Cherraya was running around and happily screaming on Wednesday at the Royal Institute for Deaf and Blind Children's new Darwin site where she will receive therapy and is expected to develop age-appropriate speech and attend a mainstream school.
One-in-six Australians are deaf, hard of hearing or have a chronic ear disorder, with this number expected to rise to one-in-four by 2050.
The RIBC's chief executive Chris Rehn said locating the organisation in a smaller town such as Darwin could only be done by convincing the federal and Territory governments to help with funding.
Before cochlear implant surgery was available in Darwin from 2014, people with deafness had to fly interstate to receive the devices which stimulate the auditory nerve.
"We then worked with Northern Territory health and various health ministers to get permission to start offering surgery, initially we paid for the cochlear implants, which is about a $25,000 piece of hardware in order to see those surgeries happen in Darwin," Mr Rehn told reporters.

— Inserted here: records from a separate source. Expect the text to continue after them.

PR #1754, opened 2026-06-17
fix(agenda): treat numeric repeatInterval as milliseconds

### LINKED ISSUE #1753: Numeric millisecond repeatInterval silently stops recurring jobs after one run
## Description

The public API allows scheduling a recurring job with a numeric millisecond interval:

```ts
await agenda.every(5000, 'job'); // number ms
```

The Mongo backend preserves the number, but the Redis and Postgres backends persist `repeatInterval` as a string (Redis does `String(repeatInterval)`, Postgres uses a `VARCHAR` column). On the next run, the interval is read back as the string `5000`.

In `computeFromInterval` (`packages/agenda/src/utils/nextRunAt.ts`), a numeric string like `5000` is:

- not a valid cron expression (throws), and
- not a valid human interval (`humanInterval(5000)` is `NaN`),

so the function throws `failed to calculate nextRunAt due to invalid repeat interval`, `nextRunAt` becomes `null`, and the recurring job silently stops after its first run.

## Expected

A numeric millisecond interval should keep recurring regardless of whether the backend stores it as a number or a string.

## Fix

In `computeFromInterval`, before the cron/human-interval branches, treat a numeric `repeatInterval` (or a string that is purely numeric) as milliseconds: `nextRunAt = lastRunAt ? new Date(lastRun + n) : new Date(lastRun)`, then apply the existing date-constraint logic. This is a centralized fix that benefits all backends.

Noethix55555:
Fixes #1753

## Problem

`agenda.every(5000, 'job')` accepts a numeric millisecond interval. Mongo preserves the number, but the Redis and Postgres backends persist `repeatInterval` as a string, so it is read back as `5000`. In `computeFromInterval`, a numeric string is neither a valid cron expression nor a valid human interval, so the function throws, `nextRunAt` becomes `null`, and the recurring job silently stops after one run.

## Fix

In `computeFromInterval`, before the cron/human-interval branches, treat a numeric `repeatInterval` (or a string that is purely numeric) as milliseconds:

```ts
nextRunAt = attrs.lastRunAt
  ? new Date(lastRun.valueOf() + numericInterval)
  : new Date(lastRun.valueOf());
```

The existing date-constraint logic still applies. This is centralized so all backends benefit.

## Tests

Added `test/nextRunAt.test.ts` covering numeric-number and numeric-string intervals (the string case fails on the previous code with the thrown `invalid repeat interval` error), plus regression coverage that cron and human intervals still work.

### DIFF
--- a/.changeset/numeric-ms-repeat-interval.md
+++ b/.changeset/numeric-ms-repeat-interval.md
@@ -1,0 +1,5 @@
+---
+'agenda': patch
+---
+
+Treat a numeric (or purely-numeric string) repeatInterval as milliseconds in computeFromInterval, so recurring jobs scheduled with `agenda.every(5000, 'job')` keep running on backends that persist the interval as a string.
--- a/packages/agenda/src/utils/nextRunAt.ts
+++ b/packages/agenda/src/utils/nextRunAt.ts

There have now been 21 surgeries at Darwin hospital with annual funding currently for seven implants that help uninsured public patients, he said.

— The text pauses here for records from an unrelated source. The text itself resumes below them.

Issue #1712, opened 2026-05-16
Agendash crashing due to large collection of 14k records


gregg-cbs:
## Description
I am seeing the following error for the "http://localhost:3001/dash/api?limit=50" route:
Executor error during find command: utickets.queue :: caused by :: Sort exceeded memory limit of 33554432 bytes, but did not opt in to external sorting.

If i connect to my other mongo database that has 1000 records, everything works fine.

## Steps to Reproduce

1. Run agendash
2. Have a mongo database with big collection of queue items around 14k
3. Load the dashboard and notice the error

## Expected Behavior
Agendash to work no matter how may records in the job collection

## Environment
- Node.js version: 24
- Agenda version: 6.2.5
- Backend (MongoDB/PostgreSQL/Redis): 4/0/2
- OS: Windows

gregg-cbs:
I suspect its heavily unoptimized if its crashing on a collection of 14 000 records, which is very small amount of records for any database.

gregg-cbs:
Main issue is here:
https://github.com/agenda/agenda/issues/1713

gregg-cbs:
When I apply the patch from https://github.com/agenda/agenda/issues/1713 the dashboard runs.

Its worth noting the dashboard is extremely slow and so it seems there are lots of unoptimized queries that need to fixed.

simllll:
Fixed by #1755 (merged): queryJobs now pushes skip/limit to the database when no state filter is requested (with a parallel countDocuments for the total), instead of materializing the entire collection — which is what crashed agendash on your 14k-job collection. Note #1714 (index recommendations) stays open as a separate enhancement. Ships with the next @agendajs/mongo-backend patch release.

gregg-cbs:
Nice work! I have been clearing out the collection to get around this for the time being.

Sorry i couldnt contribute more, i have been drowning in work! Thanks to those who made this happen!

PR #1755, opened 2026-06-17
fix(mongo-backend): paginate queryJobs at the database

### LINKED ISSUE #1713: [Critical]: Agenda MongoJobRepository.queryJobs has no limit and causing a memory error
## Description

MongoJobRepository.queryJobs has no limit and is dumping all documents from the queue collection into memory or causing the find() to error in mongo due to trying to sort too many records in the database.

The code offender is this line in MongoJobRepository.queryJobs:
```ts
  // Fetch jobs
  const allJobs = await this.collection
  .find(query)
  .sort(this.toMongoSort(sort))
  .toArray()
```

Note that is not using the `limit` param, and the limit param could be 0 which is a bug too.

This could crash production servers or cause jobs to stop processing due to mongo not returning any records because of it erroring when trying to sort and process to many records.

## Steps to Reproduce

1. Have a mongo db with a queue collection of 14k records
2. Run agendash and notice the app errors due to mongo out of memory error (as seen here https://github.com/agenda/agenda/issues/1712)
3. Potentially the same error for agenda processor because the limit is never used

## Expected Behavior
Agenda to not crash or have data memory issues on any amount of queue record data.

## Actual Behavior
Dumping entire queue collection into memory and asking mongo to sort an entire collection of documents - causing errors.

## Environment
- Node.js version: 24
- Agenda version: 6.2.5
- Backend (MongoDB/PostgreSQL/Redis): 4.0.2
- OS: Windows

Noethix55555:
Fixes #1713 (also addresses #1712)

## Problem

`MongoJobRepository.queryJobs` fetched the entire matching collection with `find(query).sort(...).toArray()` and then paginated in JavaScript. Because job `state` is computed in application code, everything was pulled into memory even for a simple paginated query. On large collections this causes out-of-memory errors.

## Fix

When no `state` filter is requested, the state is derived purely from stored fields and cannot exclude documents, so pagination can be pushed to the database:

- `cursor.skip(skip).limit(limit)` for the page
- `collection.countDocuments(query)` for the total (run in parallel)

When a `state` filter IS present, the previous fetch-filter-slice behavior is preserved, since state cannot be expressed as a Mongo query. The `limit: 0` ("no limit") default is also preserved.

## Tests

Added a mongo-backend test that inserts 200 jobs and spies on the repository cursor's `toArray`, asserting that a state-free `queryJobs({ name, limit: 10 })` materializes only 10 documents while `total` reflects the full count. The test fails on the previous implementation (materializes all 200) and passes with the fix.

### DIFF
--- a/.changeset/mongo-query-db-pagination.md
+++ b/.changeset/mongo-query-db-pagination.md
@@ -1,0 +1,5 @@
+---
+'@agendajs/mongo-backend': patch
+---
+
+Push skip/limit to the database in queryJobs when no state filter is requested, instead of loading the entire matching collection into memory. Prevents out-of-memory on large collections (#1713, #1712).
--- a/packages/mongo-backend/src/MongoJobRepository.ts
+++ b/packages/mongo-backend/src/MongoJobRepository.ts
@@ -272,10 +272,41 @@ export class MongoJobRepository implements JobRepository {
 			query.disabled = { $ne: true };
 		}
 
-		// Fetch jobs
-		const allJobs = await this.collection.find(query).sort(this.toMongoSort(sort)).toArray();
+		const mongoSort = this.toMongoSort(sort);
 
-		// Compute states and filter by state if specified
+		// When there is no state filter, the state is computed purely from the
+		// stored fields and cannot exclude documents, so pagination can be pushed
+		// to the database. This avoids materializing the entire matching
+		// collection into memory (which can OOM on large collections).
+		if (!state) {
+			let cursor = this.collection.find(query).sort(mongoSort);
+			if (skip > 0) {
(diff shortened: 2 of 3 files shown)


simllll (approved):
Verified the equivalence claim: without a state filter the old predicate passed every document (`if (!state) return true`), so DB-side skip/limit + parallel countDocuments returns identical results — total, page contents, and the limit:0 no-limit default all preserved; state-filter path untouched. The cursor-spy test design (failing-first, asserts only the page materializes) is solid. Rebased onto current main (import-line conflict with the #1783/#1788 tests), suite green locally (260 passed), lint warning-free after adding house-style eslint-disable comments.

The Territory has a high rate of
hearing loss, with Otitis media or "glue ear" caused by infections particularly prevalent in indigenous communities including children.

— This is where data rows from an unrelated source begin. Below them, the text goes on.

PR #1759, opened 2026-06-17
fix(agenda): prevent concurrent start() from leaking a second JobProcessor

### LINKED ISSUE #1758: Concurrent start() calls leak a second JobProcessor and double-connect the notification channel
## Description

`Agenda.start()` guards against re-entry with `if (this.jobProcessor) return;`, but that check sits *after* two `await` points (`await this.ready` and `await this.notificationChannel.connect()`). Two concurrent `start()` calls both pass the guard before either assigns `this.jobProcessor`, so two `JobProcessor` instances get created.

## Impact

- The first JobProcessor's `setInterval` is orphaned (leak) — `stop()` only tears down the one stored in `this.jobProcessor`.
- Jobs can be executed twice.
- The notification channel's `connect()` runs twice.

## Reproduction

With a backend whose `connect()` is deferred (~30ms) and a notification channel that counts `connect()` calls:

```ts
await Promise.all([agenda.start(), agenda.start()]);
// channel.connectCount === 2  (expected 1)
```

## Fix

Add a synchronous in-flight guard: cache the start promise and return it for re-entrant calls so only one JobProcessor is ever created and the channel connects once.

Noethix55555:
Fixes #1758

## Problem

`Agenda.start()` checks `if (this.jobProcessor) return;` only after `await this.ready` and `await this.notificationChannel.connect()`. Two concurrent `start()` calls both clear the guard before either assigns `this.jobProcessor`, creating two JobProcessors. This leaks the first processor's `setInterval` (since `stop()` only tears down one), causes duplicate job execution, and connects the notification channel twice.

## Fix

Cache the in-flight start promise in a private `startPromise` field. Re-entrant calls await the existing promise instead of starting again, so exactly one JobProcessor is created and the channel connects once.

## Test

Added a unit test (`test/unit.test.ts`) with a deferred-connect backend and a connect-counting channel: `await Promise.all([agenda.start(), agenda.start()])` results in exactly one channel connect and one live processor; after `stop()` the processor is gone and the channel is disconnected. Verified the test fails on the current code (connectCount === 2) and passes with the fix.

### DIFF
--- a/.changeset/start-double-start-race.md
+++ b/.changeset/start-double-start-race.md
@@ -1,0 +1,5 @@
+---
+'agenda': patch
+---
+
+Fix start() race where concurrent calls leaked a second JobProcessor and connected the notification channel twice
--- a/packages/agenda/src/index.ts
+++ b/packages/agenda/src/index.ts
@@ -238,6 +238,8 @@ export class Agenda extends EventEmitter {
 
 	private jobProcessor?: JobProcessor;
 
+	private startPromise?: Promise<void>;
+
 	readonly ready: Promise<void>;
 
 	isActiveJobProcessor(): boolean {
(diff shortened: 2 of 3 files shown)


simllll (approved):
Race verified on current main: the jobProcessor guard sits after `await this.ready`, so concurrent callers both pass it — double processor, double channel connect, leaked interval. The cached in-flight promise with `finally` cleanup is the right fix (failed starts can retry; both callers observe the same rejection). Rebased onto main, agenda suite green locally (174 passed), lint clean.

The government has provided funding to the Menzies School of Health Research's Hearing for Learning Initiative, a five-year $7.9m program in which health project officers help Aboriginal children with hearing problems, NT Health Minister Natasha Fyles said.
"Our 10-year early childhood development plan outlines a whole of government action to improve the health and wellbeing and in turn educational outcomes for children," she said.